# Thread: Figuring out how all these equal N[3]?

1. ## Figuring out how all these equal N[3]?

''[3]'' = power of 3

(n-2)[3]

(n-2)[2]x6

(n-2)[12]

8

Do you expand the brackets? and then what?

2. ## Re: Figuring out how all these equal N[3]?

Originally Posted by imalouski
''[3]'' = power of 3

(n-2)[3]

(n-2)[2]x6

(n-2)[12]

8
Pray tell what any of the above means!
It makes no sense.

3. ## Re: Figuring out how all these equal N[3]?

Sorry, but that's what my teacher told us to write down and calculate how they equal N[3] - I'm as confused as you then haha

4. ## Re: Figuring out how all these equal N[3]?

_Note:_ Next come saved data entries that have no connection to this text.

PR #1521, opened 2026-05-06
workspace_server: rewrite Location headers on 3xx redirects in proxy

gnguralnick:
## Summary

The workspace_server forwarder rewrites cookies and HTML body content for proxied responses, but never rewrote the `Location` header on 3xx redirects. Backends issuing redirects (e.g. OAuth flows, 302-after-POST) sent absolute URLs pointing at the backend's own host, which the browser then followed off-proxy and broke the session.

This PR adds `rewrite_location_header` in `proxy.py` and wires it into `_build_proxy_response` to apply on 3xx responses, alongside the existing cookie / HTML rewriters. Same-origin absolute URLs (those targeting the backend's own host:port) are rewritten into proxy-relative paths under the service prefix, since the backend's localhost address is not reachable from the browser. Protocol-relative, fully external, and relative-path Locations pass through unchanged.

Replaces #1509 -- same logic, recreated as a single clean commit off `main` to avoid the merge-history mess. Drops the `else: pass` ratchet workaround in favor of a `rewritten_value` local that gives the elif a meaningful else branch.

Originally Posted by imalouski
Sorry, but that's what my teacher told us to write down and calculate how they equal N[3] - I'm as confused as you then haha
Help from anyone is probability useless to you.

5. ## Re: Figuring out how all these equal N[3]?

Hello, imalouski!

Figuring out how all these equal $N^3.$
I think it means: Show that these are "somethng cubed".

$(n-2)^3$
This is the cube of $(n-2)$

$(n-2)^2x^6$
$(n-2)x^6 \;=\;\big[(n-2)x^2\big]^3$

This is the cube of $(n-2)x^2$

$(n-2)^{12}$
$(n-2)^{12} \;=\;\big[(n-2)^4\big]^3$

This is the cube of $(n-2)^4$

$8$
$8 \;=\;2^3$

This is the cube of $2.$

6. ## Re: Figuring out how all these equal N[3]?

Would it make any difference if i changed the question to, ''Calculate why it equals N[3]"?